#### ACTION ITEM:
Every line from the start of the listing below through the line that contains "Screenshot 2023-05-15 at 16 09 12" is to be reproduced word for word.

#### ENTRIES SUPPLIED:
□ □ □ □ □ □ □

PR #81, opened 2023-04-28
[LD-102] Screen recording with paparazzi

Krzysiudan:
## Why?
To show an example implementation of golden testing using the paparazzi library.

## Changes: 
- Created new module `components` 
This is the requirement of the paparazzi library. For now, it's impossible to use paparazzi in the applications module, library module is needed. 
- Moved all UI components to the separate module `components` with resources used by these components
- Added git LFS 
It is recommended because screenshots can take up a lot of memory

## How to check

- [x] Use `./gradlew screenshots:rPD` (`./gradlew screenshots:recordPaparazziDebug`) and open generated report in a browser|
You should see something like that: 
Screenshot 2023-05-15 at 16 09 12

- [x] Delete one of the button previews in the `LoudiusButtonTests` for example `LoudiusOutlinedButtonPreview()` and use `./gradlew screenshots:vPD` (`./gradlew screenshots:verifyPaparazziDebug`). 
This should result in failing tests and 2 new images like that: 

Screenshot 2023-05-15 at 16 13 45
Screenshot 2023-05-15 at 16 14 02

- [x] Play around and do some nice picks like paparazzi

## Warning 
Before committing any screenshots to the repo please install git LFS : 
https://docs.github.com/en/repositories/working-with-files/managing-large-files/installing-git-large-file-storage


app/src/main/java/com/appunite/loudius/MainActivity.kt
```diff
@@ -31,12 +31,12 @@ import androidx.navigation.compose.NavHost
 import androidx.navigation.compose.composable
 import androidx.navigation.compose.rememberNavController
 import com.appunite.loudius.common.Screen
+import com.appunite.loudius.screenshots.theme.LoudiusTheme
```
kezc: nitpick: is screenshot a good name for a module with components? :D I would name it `components`

kezc (approved):
LGTM!

app/src/main/java/com/appunite/loudius/MainActivity.kt
Krzysiudan: The name is problematic a little for now. `componets` would be really good if we move every component to this module. But right now there are only a few of them. Maybe it's a good idea to move all components. 🤔

screenshots/src/main/java/com/appunite/loudius/screenshots/theme/Theme.kt
```diff
@@ -69,13 +69,14 @@ fun LoudiusTheme(
...
         }
+
         darkTheme -> DarkColorScheme
         else -> LightColorScheme
     }
     val view = LocalView.current
     if (!view.isInEditMode) {
         SideEffect {
-            (view.context as Activity).window.statusBarColor = colorScheme.primary.toArgb()
+            (view.context as? Activity)?.window?.statusBarColor = colorScheme.primary.toArgb()
```
nowakweronika: Question: Why do we need to make the safe call?

nowakweronika (approved):
lgtm :)

app/src/main/java/com/appunite/loudius/ui/authenticating/AuthenticatingScreen.kt
```diff
@@ -22,9 +22,10 @@ import androidx.compose.ui.res.stringResource
 import androidx.compose.ui.tooling.preview.Preview
 import androidx.hilt.navigation.compose.hiltViewModel
 import com.appunite.loudius.R
-import com.appunite.loudius.ui.components.LoudiusFullScreenError
+import com.appunite.loudius.screenshots.R.string
```
jacek-marchwicki: I'd suggest instead of importing `R.string` I'd use:
```
import com.appunite.loudius.screenshots.R as screenshotsR`
```

app/src/main/java/com/appunite/loudius/MainActivity.kt
jacek-marchwicki: I don't like the `screenshot` package name, either. I think moving all common components is a good approach. If you prefer, you can do this in a followup change.

screenshots/build.gradle
```diff
@@ -0,0 +1,43 @@
...
+    buildFeatures {
+        compose true
+    }
+    composeOptions {
+        kotlinCompilerExtensionVersion '1.4.2'
+    }
+}
+
+dependencies {
+    def composeBom = platform('androidx.compose:compose-bom:2023.01.00')
```
jacek-marchwicki: question: why this is extracted to the variable (`composeBom`)?

screenshots/src/main/java/com/appunite/loudius/screenshots/components/LoudiusFullScreenError.kt
```diff
@@ -56,11 +59,17 @@ fun ScreenErrorWithSpacers(
     onButtonClick: () -> Unit,
 ) {
     Column(
-        modifier = modifier.padding(32.dp).fillMaxSize(),
+        modifier = modifier
+            .background(color = Color.White)
```
jacek-marchwicki: question: why you have you had to add background modifier?

screenshots/src/test/java/com/appunite/loudius/screenshots/LoudiusButtonTests.kt
```diff
@@ -0,0 +1,55 @@
...
+
+    @get:Rule
+    val paparazzi = Paparazzi(
+        deviceConfig = DeviceConfig.PIXEL_5,
+        renderingMode = SessionParams.RenderingMode.V_SCROLL,
+        showSystemUi = false,
+    )
+
+    @Test
+    fun loudiusOutlinedButton() {
```
jacek-marchwicki: question: wouldn't be better to have a different test for all of those views?

screenshots/src/test/snapshots/images/com.appunite.loudius.screenshots_LoudiusButtonTests_loudiusOutlinedButton.png
jacek-marchwicki, line 1: question: why those buttons are not aligned in the same way?

screenshots/build.gradle
jacek-marchwicki, line 1: question: there is no way, to use `app` module. Do we need to create new one?

screenshots/src/main/java/com/appunite/loudius/screenshots/theme/Theme.kt
Krzysiudan: Good question 👌 
The problem (actually it's more like a feature) is that paparazzi not launching views in edit mode. Because of that, the build is failing - Context is type `BridgeContext` instead of `Activity`.

screenshots/build.gradle
jacek-marchwicki: I guess it's not possible: https://github.com/cashapp/paparazzi/issues/107 :)

app/build.gradle
```diff
@@ -64,6 +64,8 @@ android {
 }
 
 dependencies {
+    implementation project(":screenshots")
```
jacek-marchwicki: question: If screenshot doesn't match, will CI detect the issue?

screenshots/build.gradle
Krzysiudan: Not needed, copying leftover. Thanks for spotting 👍

app/src/main/java/com/appunite/loudius/ui/authenticating/AuthenticatingScreen.kt
Krzysiudan: Good idea 👌

screenshots/src/main/java/com/appunite/loudius/screenshots/components/LoudiusFullScreenError.kt
Krzysiudan: I will provide a link to a document(work in progress): 
https://www.notion.so/appunite/Experiment-Golden-tests-for-jetpack-compose-74e68882a08f4126b9b1d76d22f55706?pvs=4#5eb9d312a0f2435eb4d9241a1a976820

Basically on the screenshot this `LoudiusFullScreenError()` had no background before. So it looked bad. 
I couldn't find the reason why it is like that.

screenshots/src/main/java/com/appunite/loudius/screenshots/theme/Theme.kt
nowakweronika: Nice, thanks for the answer 😼

screenshots/src/test/java/com/appunite/loudius/screenshots/LoudiusButtonTests.kt
Krzysiudan: Do you think it would be better? 
Every test it's a whole device screen size so I thought it would be an overkill to have screenshots of every single component (plus later we could have snapshots for different configurations).

screenshots/src/test/snapshots/images/com.appunite.loudius.screenshots_LoudiusButtonTests_loudiusOutlinedButton.png
Krzysiudan: Because of the applyIf we have in `LoudiusOutlinedButton()` for Large buttons. It renders the same in AS preview. 
```kotlin
OutlinedButton(
        enabled = enabled,
        onClick = onClick,
        modifier = modifier
            .applyIf(style == LoudiusOutlinedButtonStyle.Large) { padding(horizontal = 46.dp) },
    ) {
```

screenshots/build.gradle
Krzysiudan: Unfortunately for now it's not :/

app/build.gradle
Krzysiudan: Yes it should not be the problem. 
I've seen one example GitHub action. At the end of this article https://betterprogramming.pub/sanely-test-your-android-ui-libraries-with-paparazzi-b6d46c55f6b0
Screenshot 2023-05-16 at 13 31 07

jacek-marchwicki: Is this already implemented? Have you verified those failures?

screenshots/src/test/snapshots/images/com.appunite.loudius.screenshots_LoudiusButtonTests_loudiusOutlinedButton.png
jacek-marchwicki: Ops... looks like you found some issue inside the code... This shouldn't work like this ;) Margins of components should be added outside the component

app/build.gradle
Krzysiudan: No, I didn't work on CI yet so I didn't verify how this failure works. But I will take care of CI soon.

screenshots/src/test/snapshots/images/com.appunite.loudius.screenshots_LoudiusButtonTests_loudiusOutlinedButton.png
Krzysiudan: Yeah, you're right 😅 I will create a small PR with a fix for that. 
Or maybe I will leave it as a change for verifying snapshots, and then I will fix that.

app/build.gradle
jacek-marchwicki: Np. You can do this later, but IMHO it's a pretty important part of the research.

app/src/main/java/com/appunite/loudius/MainActivity.kt
Krzysiudan: I've changed the module name to the `components` here. ✅

components/build.gradle
```diff
@@ -0,0 +1,46 @@
...
+    }
+    kotlinOptions {
+        jvmTarget = '11'
+    }
+    buildFeatures {
+        compose true
+    }
+    composeOptions {
+        kotlinCompilerExtensionVersion '1.4.2'
+    }
```
jacek-marchwicki, line 29: out-of-scope/suggestion: I think it would be great to add resource prefix to ensure all components resources. So we're sure what resources are common. We could add prefix requirements in the build.gradle file:
```
resourcePrefix 'components_'
```

jacek-marchwicki (approved):
lgtm

components/build.gradle
Krzysiudan: Sounds good 👌 
I've added this to the current PR. Lines corresponding to resources were changed anyway.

□ □ □ □ □ □ □

#### SOLUTION:
PR #81, opened 2023-04-28
[LD-102] Screen recording with paparazzi

Krzysiudan:
## Why?
To show an example implementation of golden testing using the paparazzi library.

## Changes: 
- Created new module `components` 
This is the requirement of the paparazzi library. For now, it's impossible to use paparazzi in the applications module, library module is needed. 
- Moved all UI components to the separate module `components` with resources used by these components
- Added git LFS 
It is recommended because screenshots can take up a lot of memory

## How to check

- [x] Use `./gradlew screenshots:rPD` (`./gradlew screenshots:recordPaparazziDebug`) and open generated report in a browser|
You should see something like that: 
Screenshot 2023-05-15 at 16 09 12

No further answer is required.